14      In contrast, the facts here show no actual evidence of alcohol consumption.  Although erratic driving and a crash at bar time create a suspicion of intoxicated driving, it is only the possibility of intoxicated driving.  See Sykes, 279 Wis. 2d 742, ¶18.  Unlike in Smith, Kasian, and Wille, police did not smell any intoxicants on the scene and Lange did not admit to drinking alcohol prior to his arrest, and there are no comparable indicia of intoxication.[5]  Accordingly, we reverse and remand with directions to suppress the evidence obtained in drawing Lange’s blood. 

            By the Court.—Judgment reversed and cause remanded with directions.

            Not recommended for publication in the official reports.  See Wis. Stat. Rule 809.23(1)(b)4. 






[1]  This appeal is decided by one judge pursuant to Wis. Stat. § 752.31(2)(c) (2005-06).  All references to the Wisconsin Statutes are to the 2005-06 version unless otherwise noted.

[2]  Lange concedes that if police had probable cause to arrest him, they had authority to draw his blood.  

[3]  “Although an appellate court may, sua sponte, consider an issue not raised by the parties, we will usually decline to do so, and we see no reason to depart from that practice in this case.”  State ex rel. S.M.D. v. F.D.L., 125 Wis. 2d 529, 532, 372 N.W.2d 921 (Ct. App. 1985) (citation omitted).

[4]  The supreme court later abrogated one of its holdings in State v. Swanson, 164 Wis. 2d 437, 475 N.W.2d 148 (1991), in State v.
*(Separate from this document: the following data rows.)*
PR #4931, opened 2026-09-11
docs(readme): improve copy while preserving layout

ZaynJarvis:
## Why

- Improve EN/CN/JA README copy while preserving the original masthead, section order, directory examples, integration grids, and commercial cards.
- Explain resources, memories, skills, directory-level summaries, and session extraction within the existing Why section. Remove defensive commercial copy and shorten Helper prose. Preserve Research sections verbatim and use Claude on the integration cards.
- Add SDK, Web Studio, compilation, and access-control links within existing sections. Keep all header contact links, badges, Trendshift, and the original logo size. Keep the Agent Plugins 1.0 label on one line.
- Human involvement: the user directed the copy changes and reviewed the structure; AI agents implemented the changes.

- Studio screenshot links use HTML with `target="_blank"` and `rel="noopener noreferrer"`. GitHub strips the target attribute; new-tab behavior is limited to renderers that preserve it.

## Tested

- `git diff --check 4375f5e9a...HEAD`
- `gh api markdown`: all three READMEs render; relative file/image links and heading references checked. Rechecked Studio HTML output: GitHub removes `target="_blank"`.
- Compared all three mastheads byte-for-byte with the base; verified identical H2 order, table counts, and original HTML image paths. Research sections also match the base verbatim in all three languages.
- GitHub rendering checked with `ego-browser`: restored header and commercial cards at 1440px; 390px layout checked before the final Agent Plugins no-wrap label change.
- New documentation links checked for HTTP 200 in the preceding revision; their destinations remain unchanged.
- Not run: runtime tests; Markdown-only changes.


t0saki (approved):
README copy only (en/cn/ja), layout preserved.

PR #4934, opened 2026-09-11
fix: terminate semantic work on AGFS not-a-directory errors

### LINKED ISSUE #4919: [Bug]: Permanent AGFSNotADirectoryError misclassified as "Transient API error" causes infinite retry and deadlocks the whole semantic ingest queue
### Issue Origin

### Bug Description

When `add_resource` writes a small document (below the ~1024-token split threshold), the resource is stored as a **single file**. The semantic processor afterwards calls `ls()` on that same path as if it were a directory, which raises `AGFSNotADirectoryError`.

This structural error is then classified as a **transient** error and re-enqueued:

openviking.pyagfs.exceptions.AGFSNotADirectoryError: not a directory: /<account>/resources/<pkg>/<version>/<subdir>/<doc>.md
openviking.storage.queuefs.semantic_processor - WARNING - Transient API error processing semantic message, re-enqueueing

Because the condition is deterministic, the task can never succeed. There is no retry ceiling and no dead-letter queue, so the message is retried forever while holding an AddResource concurrency slot. With `vlm.max_concurrent=4`, **four such documents saturate the entire ingest pipeline**.

### Observed impact

In our deployment the queue was fully deadlocked for **15+ hours**:

- 4 AddResource tasks stuck in `processing` (8.6h–15.6h each)
- 85 tasks stuck in `pending`, none progressing
- Every new `add_resource` call returned HTTP 409
- `/ready` kept reporting `status: ready` — nothing in the health surface exposed the stall

Retry counts from a single container's logs (paths anonymised):

| Target | Retries logged |
|---|---|
| `<pkg-a>/<ver>/<subdir>/doc-1.md` | 1622 |
| `<pkg-a>/<ver>/<subdir>/doc-2.md` | 1066 |
| `<pkg-a>/<ver>/<subdir>/doc-3.md` | 38 |
| `<pkg-a>/<ver>/<subdir>/doc-4.md` | 38 |
| ... 8 more paths | 12–32 each |

### The two write paths behave differently

The same single-file resource shape is fine when written through `content/write`:

| Write path | `isDir` | AGFSNotADirectoryError occurrences |
|---|---|---|
| `POST /api/v1/content/write` | False | **0** |
| `add_resource` | False | 1000+ |

One more suspicious symptom: some failing paths contain a **duplicated segment**, e.g. `.../<doc>.md/<doc>.md`, which suggests the file name is being appended as a directory component somewhere in the `add_resource` path resolution.

### Note: the data itself is written correctly

The resource content is fully and correctly persisted — we byte-compared the stored content against the uploaded temp file and they are identical. Only the semantic post-processing (L0/L1 abstract generation) fails. So the damage is not data loss, it is pipeline starvation.

### Steps to Reproduce

1. Start `openviking-server` with `vlm.max_concurrent: 4` (any local/OpenAI-compatible VLM).
2. Use `add_resource` to upload a Markdown file **smaller than the split threshold** (~1024 tokens; ours were 1.5–5.4 KB) targeting a path under an existing resource tree, e.g.
   `viking://resources/<pkg>/<version>/<subdir>/<doc>.md`
3. Verify the resource is created as a file: `GET /api/v1/fs/stat?uri=...` returns `isDir: false`.
4. Watch the server logs — `AGFSNotADirectoryError` is raised and logged as `Transient API error ... re-enqueueing`, repeating indefinitely.
5. Repeat with 4 such documents to occupy every AddResource slot.
6. Every subsequent `add_resource` now returns 409, and `GET /api/v1/tasks` shows tasks piling up in `pending` while `processing` entries never age out.

### Expected Behavior

1. `AGFSNotADirectoryError` is a deterministic structural error and should be classified as **permanent**, not transient — it must fail the task instead of re-enqueueing.
2. The queue should enforce a `max_retries` ceiling with backoff, and route exhausted messages to a dead-letter queue. (The embedding path already has a circuit breaker — `failure_threshold=5`, `reset_timeout=60`, `max_reset_timeout=600` — the semantic ingest queue has no equivalent protection.)
3. A failed or stuck task must release its concurrency slot so one malformed input cannot starve the entire pipeline.
4. `add_resource` should handle the single-file resource shape consistently with `content/write`, or the semantic processor should detect `isDir == false` and generate the abstract without attempting `ls()` on a file path.
5. `/ready` (or a queue-health endpoint) should surface a stalled ingest queue rather than reporting healthy while nothing progresses.

### Actual Behavior

The task is retried indefinitely (1600+ times observed), never completes, never releases its slot. Four such tasks deadlock the entire ingest queue while `/ready` still reports `status: ready`. Recovery required manually calling `POST /api/v1/tasks/{task_id}/cancel` on each stuck task.

`queuefs.recover_stale_sec: 0` did not help — the tasks remained in `processing` across multiple container restarts.

```python
#!/usr/bin/env bash
# Reproduces the deadlock on OpenViking v0.4.19
# Precondition: server running with vlm.max_concurrent=4 (the default in our setup)

BASE="http://127.0.0.1:1933"
KEY="<user-api-key>"
TARGET="viking://resources/demo/v1/subdir"

# 1) Create a document SMALL ENOUGH to stay below the ~1024-token split
#    threshold, so it is stored as a single file rather than a directory.
printf '# doc-1\n\nshort content, well under 1024 tokens.\n' > /tmp/doc-1.md

# 2) Upload it to the temp store
FID=$(curl -sS -X POST "$BASE/api/v1/resources/temp_upload" \
        -H "X-API-Key: $KEY" \
        -F "file=@/tmp/doc-1.md" \
      | python3 -c 'import json,sys; print(json.load(sys.stdin)["result"]["temp_file_id"])')

# 3) Ingest it into an existing resource tree
curl -sS -X POST "$BASE/api/v1/resources" \
     -H "X-API-Key: $KEY" -H "Content-Type: application/json" \
     -d "{\"temp_file_id\":\"$FID\",\"to\":\"$TARGET\",\"create_parent\":true}"

# 4) The resource IS created correctly as a file:
curl -sS "$BASE/api/v1/fs/stat?uri=$TARGET/doc-1.md" -H "X-API-Key: $KEY"
#    -> "isDir": false   and the content matches the upload byte for byte

# 5) But the server log now repeats forever:
#    AGFSNotADirectoryError: not a directory: /<account>/resources/demo/v1/subdir/doc-1.md
#    semantic_processor - WARNING - Transient API error ... re-enqueueing

# 6) Repeat steps 1-3 with doc-2 .. doc-4 to occupy all four AddResource slots.
#    From here on every add_resource returns HTTP 409, and
#    GET /api/v1/tasks shows tasks accumulating in "pending" forever
#    while the four "processing" entries never age out.
#
#    Only recovery: POST /api/v1/tasks/{task_id}/cancel for each stuck task.
```

### Error Logs

```shell
openviking.storage.queuefs.semantic_processor - WARNING - Transient API error processing semantic message, re-enqueueing

  File "openviking/storage/viking_fs/_ops.py", line 1949, in _ls_original
  File "openviking/storage/viking_fs/_ops.py", line 2004, in _ls_browsable_items
  File "openviking/storage/viking_fs/_access.py", line 935, in _list_read_path_items
  File "openviking/storage/viking_fs/_ops.py", line 2188, in _ls_entries
    entries = await self._async_agfs.ls(
              ^^^^^^^^^^^^^^^^^^^^^^^^^^
  File "openviking/pyagfs/async_client.py", line 126, in ls
    return await self.run("ls", path, **kwargs, ctx=_fs_ctx_or_default(path, fs_ctx))
           ^^^^^^^^^^^^^^^^^^^^^^^^^^^^^^^^^^^^^^^^^^^^^^^^^^^^^^^^^^^^^^^^^^^^^^^^^^
  File "openviking/pyagfs/async_client.py", line 96, in run
    return await asyncio.to_thread(getattr(self._client, method_name), *args, **kwargs)
           ^^^^^^^^^^^^^^^^^^^^^^^^^^^^^^^^^^^^^^^^^^^^^^^^^^^^^^^^^^^^^^^^^^^^^^^^^^^^
  File "/usr/local/lib/python3.13/asyncio/threads.py", line 26, in to_thread
    return await loop.run_in_executor(None, func_call)
  File "/usr/local/lib/python3.13/concurrent/futures/thread.py", line 59, in run
    result = self.fn(*self.args, **self.kwargs)
openviking.pyagfs.exceptions.AGFSNotADirectoryError: not a directory: /<account>/resources/<pkg>/<version>/<subdir>/<doc>.md

--- the same trace repeats continuously; occurrence counts per target from one container's logs ---
1622  <pkg-a>/<ver>/<subdir>/doc-1.md
1066  <pkg-a>/<ver>/<subdir>/doc-2.md
  38  <pkg-a>/<ver>/<subdir>/doc-3.md
  38  <pkg-a>/<ver>/<subdir>/doc-4.md
  ... 8 further paths at 12-32 each

--- note: one failing path contains a duplicated segment, suggesting a path-join issue ---
      <pkg-b>/<ver>/<doc>.md/<doc>.md
```

### OpenViking Version

0.4.19

### Python Version

3.13.15

### Operating System

macOS

### Model Backend

OpenAI

### Additional Context

Environment

- OpenViking: v0.4.19 (official image `ghcr.io/volcengine/openviking:latest` + a `llama-cpp-python` layer for local embedding)
- Host: macOS 26.6.2, Apple M4, arm64, Docker via OrbStack 2.2.3
- embedding: local `bge-small-zh-v1.5` (dim 512), `max_concurrent: 4`
- vlm: OpenAI-compatible, self-hosted, `max_concurrent: 4`, `timeout: 300`
- rerank: OpenAI-compatible (llama.cpp `bge-reranker-v2-m3`)
- storage: `agfs.backend: local`, `vectordb.backend: local`, `queuefs.backend: sqlite`, `recover_stale_sec: 0`

mvanhorn:
## Description

Extend the existing `_PERMANENT_IO_ERRORS` tuple in `openviking/utils/model_retry.py` with the concrete `AGFSNotADirectoryError` type, so the existing direct-error and immediate-`__cause__` checks classify it as permanent regardless of the path or message text. In `SemanticProcessor.on_dequeue`, keep the existing permanent-error bookkeeping and handled return, but skip `_circuit_breaker.record_failure` for this concrete filesystem error, including an immediate wrapped cause, and use an accurate terminal-processing log message. This small processor policy is necessary because `CircuitBreaker.record_failure` immediately opens the shared API breaker on permanent errors; changing classification alone would unnecessarily pause unrelated work after every malformed file.

The reporter describes semantic messages repeatedly failing with `AGFSNotADirectoryError`, keeping ingestion work pending for hours. After a collaborator could not reproduce the initial MRE, the reporter supplied the missing preconditions: first create a small file, let the queue become idle, then submit another resource with `to` pointing at that existing file. The later comments explicitly correct two initial claims: same-parent 409 responses are expected tree-lock contention, and a duplicated filename is expected when a nonexistent `to` path is treated as a directory. A final production report identifies expired descendant locks as another possible entry into the failure, while reaffirming that the deterministic semantic retry loop is independently actionable.

Fixes #4919

## Human Involvement

## Related Issue

Not applicable to this change.

## Type of Change

- [ ] Documentation update
- [ ] Performance improvement
- [ ] Test update

## Changes Made

- Extend the existing `_PERMANENT_IO_ERRORS` tuple in `openviking/utils/model_retry.py` with the concrete `AGFSNotADirectoryError` type, so the existing direct-error and immediate-`__cause__` checks classify it as permanent regardless of the path or message text. In `SemanticProcessor.on_dequeue`, keep the existing permanent-error bookkeeping and handled return, but skip `_circuit_breaker.record_failure` for this concrete filesystem error, including an immediate wrapped cause, and use an accurate terminal-processing log message. This small processor policy is necessary because `CircuitBreaker.record_failure` immediately opens the shared API breaker on permanent errors; changing classification alone would unnecessarily pause unrelated work after every malformed file.

## Testing

  - [ ] Linux
  - [ ] macOS
  - [ ] Windows
- Parameterize direct and `RuntimeError`-wrapped `AGFSNotADirectoryError` cases in `tests/unit/test_model_retry.py`; both must be permanent. Include arbitrary paths and an exception message containing a transient-looking token such as `timeout` to prove type precedence rather than matching the reported pathname. Retain builtin permanent-error behavior.

## Checklist

## Additional Notes

Nothing beyond what is described above.

AI was used for assistance.

### DIFF
--- a/openviking/storage/queuefs/semantic_processor.py
+++ b/openviking/storage/queuefs/semantic_processor.py
@@ -32,6 +32,7 @@ from openviking.parse.parsers.media.utils import (
     get_media_type,
 )
 from openviking.prompts import render_prompt
+from openviking.pyagfs.exceptions import AGFSNotADirectoryError
 from openviking.server.identity import RequestContext, Role
 from openviking.service.task_work_index import detach_task_context
 from openviking.storage.abstract_overview import (
@@ -554,10 +555,12 @@ class SemanticProcessor(DequeueHandlerBase):
                 self.report_error(str(e), data)
             elif error_class == ERROR_CLASS_PERMANENT:
                 logger.critical(
-                    f"Permanent API error processing semantic message, dropping: {e}",
+                    f"Permanent error processing semantic message, dropping: {e}",
                     exc_info=True,
                 )
-                self._circuit_breaker.record_failure(e)
+                # A malformed filesystem target does not indicate an API outage.
+                if not any(isinstance(exc, AGFSNotADirectoryError) for exc in (e, e.__cause__)):
+                    self._circuit_breaker.record_failure(e)
                 if msg is not None:
                     self._merge_request_stats(msg.telemetry_id, error_count=1)
                     get_request_wait_tracker().mark_semantic_failed(
--- a/openviking/utils/model_retry.py
+++ b/openviking/utils/model_retry.py
@@ -8,6 +8,7 @@ import threading
 import time
 from typing import Awaitable, Callable, TypeVar
 
+from openviking.pyagfs.exceptions import AGFSNotADirectoryError
 from openviking.utils.exceptions import AllCredentialsFailedError
 
 logger = logging.getLogger(__name__)
@@ -74,6 +75,7 @@ def extract_metric_error_code(error: BaseException) -> str:
         return "connection_error"
     return "unknown"
 
+
 INPUT_TOO_LARGE_PATTERNS = (
     "413",
     "payload too large",
@@ -123,7 +125,13 @@ QUOTA_EXCEEDED_PATTERNS = (
     "usage quota",
 )
 
-_PERMANENT_IO_ERRORS = (FileNotFoundError, PermissionError, IsADirectoryError, NotADirectoryError)
+_PERMANENT_IO_ERRORS = (
+    FileNotFoundError,
+    PermissionError,
+    IsADirectoryError,
+    NotADirectoryError,
+    AGFSNotADirectoryError,
+)
 
 TRANSIENT_API_ERROR_PATTERNS = (
     "429",
--- a/tests/storage/test_semantic_processor_permanent_storage_error.py
+++ b/tests/storage/test_semantic_processor_permanent_storage_error.py
@@ -1,0 +1,290 @@
+# Copyright (c) 2026 Beijing Volcano Engine Technology Co., Ltd.
+# SPDX-License-Identifier: AGPL-3.0
+"""Permanent storage failures must finish semantic work without blocking the API."""
+
+import asyncio
+import json
+from types import SimpleNamespace
+from unittest.mock import AsyncMock, Mock, call
+from uuid import uuid4
+
+import pytest
+
+from openviking.pyagfs.exceptions import AGFSNotADirectoryError
+from openviking.service.task_work_index import TaskWorkIndex
+from openviking.storage.errors import LockAcquisitionError
+from openviking.storage.queuefs.named_queue import NamedQueue
+from openviking.storage.queuefs.semantic_dag import DagStats
+from openviking.storage.queuefs.semantic_msg import SemanticMsg
+from openviking.storage.queuefs.semantic_processor import SemanticProcessor
+from openviking.storage.viking_fs import SyncDiff
+from openviking.telemetry.request_wait_tracker import get_request_wait_tracker
+from openviking.utils.circuit_breaker import CircuitBreaker, CircuitBreakerOpen
+
+
+@pytest.fixture
+def semantic_env(monkeypatch):
+    lease = {"lease_ref": "semantic-lease", "owner_id": "consumer", "owned": True}
+    pathlock = SimpleNamespace(
+        pathlock_adopt=AsyncMock(return_value=lease),
+        pathlock_as_borrowed=AsyncMock(return_value={**lease, "owned": False}),
+        pathlock_release=AsyncMock(),
+    )
+    fs = SimpleNamespace(_async_agfs=pathlock, exists=AsyncMock(return_value=True))
+    monkeypatch.setattr("openviking.storage.queuefs.semantic_processor.get_viking_fs", lambda: fs)
+    monkeypatch.setattr("openviking.storage.queuefs.semantic_lock.get_viking_fs", lambda: fs)
+    dag = SimpleNamespace(run=AsyncMock(), get_stats=Mock(return_value=DagStats()), stale=False)
+    monkeypatch.setattr(
+        "openviking.storage.queuefs.semantic_processor.SemanticDagExecutor", Mock(return_value=dag)
+    )
+    retry_queue = SimpleNamespace(enqueue=AsyncMock())
+    manager = SimpleNamespace(SEMANTIC="Semantic", get_queue=lambda name: retry_queue)
+    monkeypatch.setattr("openviking.storage.queuefs.get_queue_manager", lambda: manager)
+    processor = SemanticProcessor()
+    processor._sync_topdown_recursive = AsyncMock(return_value=SyncDiff())
+    success, requeue, error = Mock(), Mock(), Mock()
+    processor.set_callbacks(success, requeue, error)
+    tracker = get_request_wait_tracker()
+    telemetry_ids = []
+
+    def message(**kwargs):
+        msg = SemanticMsg(
+            uri="viking://resources/notes.txt",
+            context_type="resource",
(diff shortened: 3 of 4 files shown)


qin-ctx:
Thanks, but we’d like to prevent users from using an existing file URI as an option, and it was fixedin pr #4936.

qin-ctx (approved):

qin-ctx:
Anyway, I think this is worth merging.

mvanhorn:
Thanks for the merge, @qin-ctx. Adding the concrete type to `_PERMANENT_IO_ERRORS` avoids classifying on path or message text, which should hold up better over time.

Sykes, 2005 WI 48, 279 Wis. 2d 742, 695 N.W.2d 277.  In Sykes, 279 Wis. 2d 742, ¶27, the supreme court held that police are not required to arrest for the same crime that supported probable cause to arrest prior to a search. 

[5]  We recognize the State’s argument that any odor of intoxicants was masked by the smell of gasoline, police were focused on saving Lange rather than on searching for evidence of intoxicants, and that Lange was unconscious when police arrived at the scene.  Nonetheless, if the particular facts of a case preclude a finding of probable cause, an arrest is not justified.  Good reasons for a lack of evidence are not themselves evidence.